Work task => Scan the listing below for lines with the word "Life". Report how many there are, as a number alone.

Extracted information =>
▼▼▼
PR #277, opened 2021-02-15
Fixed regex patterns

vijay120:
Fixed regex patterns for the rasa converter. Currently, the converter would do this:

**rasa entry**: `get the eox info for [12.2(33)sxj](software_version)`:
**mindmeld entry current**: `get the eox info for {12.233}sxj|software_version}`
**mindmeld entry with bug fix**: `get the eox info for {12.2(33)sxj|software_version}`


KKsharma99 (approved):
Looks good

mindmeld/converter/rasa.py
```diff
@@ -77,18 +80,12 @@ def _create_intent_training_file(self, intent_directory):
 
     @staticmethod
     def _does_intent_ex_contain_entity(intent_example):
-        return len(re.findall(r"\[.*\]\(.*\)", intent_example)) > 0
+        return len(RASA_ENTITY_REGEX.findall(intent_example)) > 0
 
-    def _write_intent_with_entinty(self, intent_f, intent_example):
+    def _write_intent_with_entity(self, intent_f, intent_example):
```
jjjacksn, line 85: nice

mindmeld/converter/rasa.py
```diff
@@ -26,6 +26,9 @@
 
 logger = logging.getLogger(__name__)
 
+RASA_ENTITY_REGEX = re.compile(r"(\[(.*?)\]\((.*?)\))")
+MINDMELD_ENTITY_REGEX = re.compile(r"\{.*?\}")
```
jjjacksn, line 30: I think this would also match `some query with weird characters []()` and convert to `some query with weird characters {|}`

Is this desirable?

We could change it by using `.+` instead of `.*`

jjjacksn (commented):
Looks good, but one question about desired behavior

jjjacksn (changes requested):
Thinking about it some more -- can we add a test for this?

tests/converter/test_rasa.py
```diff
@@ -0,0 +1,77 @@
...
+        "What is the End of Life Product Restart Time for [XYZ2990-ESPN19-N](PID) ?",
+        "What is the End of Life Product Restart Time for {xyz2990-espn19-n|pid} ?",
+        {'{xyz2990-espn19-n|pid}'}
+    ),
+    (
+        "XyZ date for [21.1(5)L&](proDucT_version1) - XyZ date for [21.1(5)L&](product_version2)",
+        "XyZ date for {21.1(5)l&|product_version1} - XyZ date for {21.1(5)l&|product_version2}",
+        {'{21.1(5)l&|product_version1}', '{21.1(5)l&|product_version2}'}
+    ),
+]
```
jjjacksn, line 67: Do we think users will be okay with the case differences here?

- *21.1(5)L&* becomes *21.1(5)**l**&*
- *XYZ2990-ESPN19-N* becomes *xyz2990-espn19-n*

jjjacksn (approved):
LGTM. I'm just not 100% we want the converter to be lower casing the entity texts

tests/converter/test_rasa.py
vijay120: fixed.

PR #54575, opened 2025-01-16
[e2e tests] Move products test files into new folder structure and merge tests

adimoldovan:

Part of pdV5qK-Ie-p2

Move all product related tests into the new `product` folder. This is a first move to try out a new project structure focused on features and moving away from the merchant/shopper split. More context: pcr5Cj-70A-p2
▲▲▲
Response => 2